▶ _YOUR ASSIGNMENT_
Reproduce verbatim the lines of the material below, starting at the line with "Of course, any/all" and ending at the line with "- We keep the", both inclusive; skip the rest.

▶ _RECORDS FOR THIS TASK_
PR #298, opened 2020-05-14
Make script Mac-compatible

schoettl:
MacOS has no decent sed installed, but ex editor seem to work.

Ready to merge after review.

### DIFF
--- a/bin/compile_search_parser.sh
+++ b/bin/compile_search_parser.sh
@@ -8,4 +8,6 @@ npx pegjs -o src/lib/headline_filter_parser.{js,grammar.pegjs}
 PARSER_FILE=src/lib/headline_filter_parser.js
 
 # Prepend the generated parser code with a `eslint-disable` comment.
-ex -sc '0s/^/\/* eslint-disable *\//|x' "$PARSER_FILE"
+# We don't use sed or ex because some Linux/UNIX distros don't support them.
+tmp=$(mktemp)
+echo '/* eslint-disable */' > "$tmp" && cat "$PARSER_FILE" >> "$tmp" && mv "$tmp" "$PARSER_FILE"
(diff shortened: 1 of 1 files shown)


munen:
Thank you very much for the PR!

I'm writing this from the Mac, because I wanted to test the PR here and then on my Linux machine. Only now, I realize that the CI server failed, because `ex` is not installed. Of course, we could install `ex` there, but I don't know if that improves the overall situation. It seems it's not a default for all Linux distributions - otherwise CI wouldn't have failed (where we didn't have to install `sed` manually).

I see two 'sustainable' ways forward:

1. Use a tmp file instead of sed
2. Find a check that works for 'GNU sed' and ask people to install it if they don't have it

Option 1 seems dirty for someone used to GNU sed, but it's probably the more user friendly.

What do you think?

schoettl:
OK, let's see if this works. I deliberately did not amend the previous commit to retain the history.

However, I think I darkly remember (?), that `mktemp` is special, too. Not sure, if it works on all distros and Mac without a template string. But the template string is a problem, too, because some distros might not have a `/tmp` dir.

schoettl:
Just from `mktemp`s synopsis on a Mac OS man page, the template or a prefix is required. So the current solution may not work under Mac.
https://ss64.com/osx/mktemp.html

And I don't know, if we can trust in that every possible build server has `/tmp`... I think that was the reason why I originally went with `sed -i`.

Using a "static" temp file in the current directory is also a bad idea because of possible concurrent builds or manual calls.

munen:
Tested under MacOS Majave 10.14.6 with stock BSD `mktemp`.

munen:
Tested under Debian Linux.

Tests are also green, hence it works on CI, too.

schoettl:
OK, let's merge then :)

munen:
> OK, let's merge then :)

Indeed!

I just wanted to add a comment with regards to `/tmp`. Afaik 'all' currently used Unix flavors have a `/tmp` folder - they just behave differently. Some might survive a reboot, others will not.

Let's see what the first Windows contributor will do. But if she's using WSL or cygwin or a VM, then she'll be good anyway.

Good job, @schoettl! :pray:

PR #301, opened 2020-05-25
Couple more minor doc tweaks

aspiers:
- Fix formatting of references to doc files
- Sanity check for building docs from the right directory


munen:
:+1:

PR #302, opened 2020-05-27
Doc/android install

shombando:
I staged this tiny PR into three smaller commits with increasing amount of commentary and opinion. Please pick any or all commits that make the most sense for the project.


munen:
Great addition to the docs, I'm happily merging all of it!

Welcome to the contributors list :pray:

PR #306, opened 2020-05-29
More doc improvements

aspiers:
A ragbag of doc improvements; should be self-explanatory from each commit message.

### DIFF
--- a/README.org
+++ b/README.org
@@ -59,17 +59,48 @@ capabilities]].
 
 Installing to the homescreen on:
 
-- iOS: Open organice in Mobile Safari. Tap the "share" button and
-  select "Add to Home Screen".
-- Android: Open organice in Chrome or Firefox. Tap the "menu" button
-  and select "Add to homescreen" or "Install". Some browsers may also
-  present a popup banner with the option to "Add to homescreen" or
-  "Install".
-  Note: Any file can be added as a separate icon on the homescreen, so 
-  several organice app icons can be added to get direct access to individual 
-  files.
+- *iOS:*
 
+  Open organice in Mobile Safari. Tap the "share" button and select
+  "Add to Home Screen".
+
+- *Android:*
+
+  The exact procedure may differ depending on your browser and Android
+  version.  If you discover improvements to the following procedure,
+  please [[#contributing][let us know]]!
+
+  First open the organice web page in your mobile browser.
+
+  - On Chrome, tap the "menu" button (three vertically stacked dots)
+    and select "Add to homescreen".
+
+  - On Firefox, tap the home icon with the plus sign inside it which
+    is immediately to the right of the URL in the address bar.
+
+  - Other browsers may have a similar procedure to one of these.
+
+  At this point, most browsers will present a popup banner with the
+  option to "Add to homescreen" or "Install".
+
+  If you want the organice app icon on your home screen to jump to a
+  specific =.org= file, and/or if you want multiple app icons on the
+  home screen to jump to different files, things can get a bit more
+  tricky.  For instance, Chrome only offers "Add to homescreen" the
+  first time; once it has been added, the option changes to "Open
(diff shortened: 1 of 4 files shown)


README.org
```diff
@@ -59,10 +59,23 @@ capabilities]].
 
 Installing to the homescreen on:
 
-- iOS: Open organice in Mobile Safari. Tap the "share" button and
+- **iOS:** Open organice in Mobile Safari. Tap the "share" button and
```
munen, line 62: Here's a conflict to the PR that was just opened before yours: https://github.com/200ok-ch/organice/pull/302

bin/compile_doc.sh
```diff
@@ -5,6 +5,11 @@ if ! [ -e README.org ]; then
     exit 1
 fi
 
+if ! which pandoc >/dev/null 2>&1; then
```
munen, line 8: :+1:

bin/compile_doc.sh
```diff
@@ -14,3 +19,11 @@ pandoc CODE_OF_CONDUCT.md -o CODE_OF_CONDUCT.org
 cat CODE_OF_CONDUCT.org >> documentation.org
 rm CODE_OF_CONDUCT.org
 emacs documentation.org -l ./doc/org2html/init.el --batch  --funcall org-html-export-to-html
+
```
munen, line 22: :+1:

README.org
```diff
@@ -59,10 +59,23 @@ capabilities]].
...
   select "Add to Home Screen".
-- Android: Open organice in Chrome or Firefox. Tap the "menu" button
-  and select "Add to homescreen".
+
+- **Android:** Open organice in Chrome or Firefox. Tap the "menu"
+  button (three vertically stacked dots) and select "Add to
+  homescreen".
+
+  However, you can only do this once.  If you want multiple organice
```
munen, line 69: I don't know if that's relevant doc for organice. iOS and Android move so fast. Also, Android is quite fragmented. To me, it sounds like a piece of doc that in the best case might be correct now, but could soon be outdated. In any case, I cannot keep it up to date as I'm not an Android user.

@schoettl What do you think? Iirc you use Android. If you think my impression is wrong, I'll happily defer to you!

README.org
aspiers: OK, fixing.

README.org
aspiers: Android doesn't change *that* fast :stuck_out_tongue_closed_eyes:  But the current text in `master` about multiple icons actually looks somewhat inaccurate to me on both Chrome and Firefox:

- On Chrome, I'm pretty sure there is no way to add multiple icons without a third-party app; at least, there is no obvious way I can find.
- On Firefox, there are two different ways to install:
    1. The "home/plus" icon in the address bar, but this creates an app icon which launches the app, and doesn't jump directly to the page from which the icon was created.
    2. Menu (three dots) > Page > Add Page Shortcut, which *does* create an icon linking to the current page, but it's just a browser bookmark which launches the browser not the frameless PWA.

Of course, any/all of this might be different for different versions of Chrome / Firefox / Android.

However, regarding the debate of what to include, let's consider two scenarios:

- We keep the documentation minimal, for fear of the information we give being wrong or becoming out of date.  Result: users are completely on their own, and might incorrectly conclude that it's impossible to achieve one or more app icons which jump directly to specific pages.
- We give a best attempt to document the current state, highlighting that the info may be incomplete or out of date, and asking readers to let us know if so.  Result: the docs are probably helpful for some/most Android users, and in the worst case, readers still know that it *was* possible to achieve multiple/specific icons in some circumstances, and are encouraged to work with us to improve the docs where needed.  With luck the existing docs may even provide them with the hints / ideas they need to figure it out.

I prefer the second scenario, so I've force-pushed a new version which takes this approach.  Hope you like it!

munen:
👍 

Good call on the `CUSTOM_ID`, too!

PR #763, opened 2021-12-06
fix title editor text loss

tarnung:
The title editor modal in semantic edit mode persists its content on different schedules.
- the todo keyword is saved on click
- the title text is saved on close

This leads to the following behaviour:
If you modify the text of a title and then click a todo, the todo keyword gets saved which triggers a rerender before the text got saved. Therefore the text is reset to the state it was in when the title editor was opened.

As a solution I save the title text before updating the todo-keyword.


munen:
@tarnung Good job! I confirm the bug and solution :pray: 

I've updated the changelog and will merge right away :bow:

Issue #764, opened 2021-12-09
Update Sign In page


munen:
- [ ] Make link to Github more dominant
- [ ] Decouple "Sign In" and Github icon. Right now it looks like they are coupled.
- [ ] Bring GitLab into the list of sync back-ends

amm98d:
Hi, I would like to take this, if possible.

munen:
Hi @amm98d 

Thank you for volunteering :pray: 

Looking forward to the Pull Request.

Happy hacking^^

amm98d:
Hey @munen, I'm facing issues in setting up the environment. I have a windows system, thus I used [nvm-windows](https://github.com/coreybutler/nvm-windows). However, most of the codebase is still Linux-based with .sh files, etc...not sure how to proceed around that.

tarnung:
Hi @amm98d a year ago I worked on organice on a windows system. I had some small issues with line endings and such, but that should be taken care of by the git config. You mostly only need 'yarn start' (and 'yarn test') to fire up the organice dev instance. No need to dig into the scripts behind that. Do you have a specific problem with something not working?

A short while ago I did again set up my organice dev environment. This time I cloned the repo inside of WSL and I use the vscode to wsl connector. That works fine as well.

munen:
Thanks for jumping in, @tarnung. @amm98d He is a maintainer, too.

Generally speaking: I'm afraid that I haven't used Windows a whole lot since '99, so I cannot be a big help. From what I hear, [WSL](https://docs.microsoft.com/en-us/windows/wsl/install) provides a proper Linux environment in Windows 10 and 11. If you don't have that, I used to use [Cygwin](https://www.cygwin.com/) a long time ago.

On the other hand, tarnung is right - as long as you can run `yarn start`, you should be good to go for many tasks on organice(;

amm98d:
Thanks for the input guys @tarnung @munen, I actually did try to go past all the scripts and Linux stuff and run `yarn start` as that is all I would be needing. However, there was an error in that. I will share it in a short while. 

P.S. I have worked with WSL in the past, if nothing works, I will switch to that.

PR #767, opened 2021-12-12
Update Sign In page

amm98d:
## Changes:
- [x]  Make link to Github more dominant
- [x]  Decouple "Sign In" and Github icon. Right now it looks like they are coupled.
- [x]  Bring GitLab into the list of sync back-ends

## Original:
original

## New:
1em - 2x

--
P.S. Let me know if changes needed.
Referenced Issue: #764

### DIFF
--- a/src/components/HeaderBar/index.js
+++ b/src/components/HeaderBar/index.js
@@ -281,7 +281,7 @@ class HeaderBar extends PureComponent {
 
           {!isAuthenticated && (
             <ExternalLink href="https://github.com/200ok-ch/organice">
-              <i className="fab fa-github header-bar__actions__item" />
+              <i className="fab fa-github header-bar__actions__item fa-2x" />
             </ExternalLink>
           )}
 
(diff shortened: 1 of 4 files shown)


amm98d:
Hey @munen, let me know if the PR is okay or needs any updates...

munen:
Hi @amm98d 

Good job on your first PR; congratulations! :tada: 

I realize the first two todos are unclear in the original issue. They say:

- Make link to Github more dominant
- Decouple "Sign In" and Github icon. Right now it looks like they are coupled.

Those two are coupled. Having a "Sign in" link next to a Github icon implies that the sign in kind of works with Github. That's not true. Now that you've made the icon bigger, the implication is even more significant(; But good job on finding out that you could do that with only a change to the markup!

The solution would be to remove the GH icon in the top right and instead add a button for GH after the "Documentation" button.

Minor nitpick: Since we're updating the list of sync back-ends, we could use the same order as we do in the documentation: Dropbox, GitLab, WebDAV, and Google Drive.

After adding those two small changes, I'm happy to merge in your very first PR :pray:

munen:
Thank you for the effort :pray: 

This PR is made obsolete by the new LP https://github.com/200ok-ch/organice/pull/809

▶ _YOUR SOLUTION_
Of course, any/all of this might be different for different versions of Chrome / Firefox / Android.

However, regarding the debate of what to include, let's consider two scenarios:

- We keep the documentation minimal, for fear of the information we give being wrong or becoming out of date.  Result: users are completely on their own, and might incorrectly conclude that it's impossible to achieve one or more app icons which jump directly to specific pages.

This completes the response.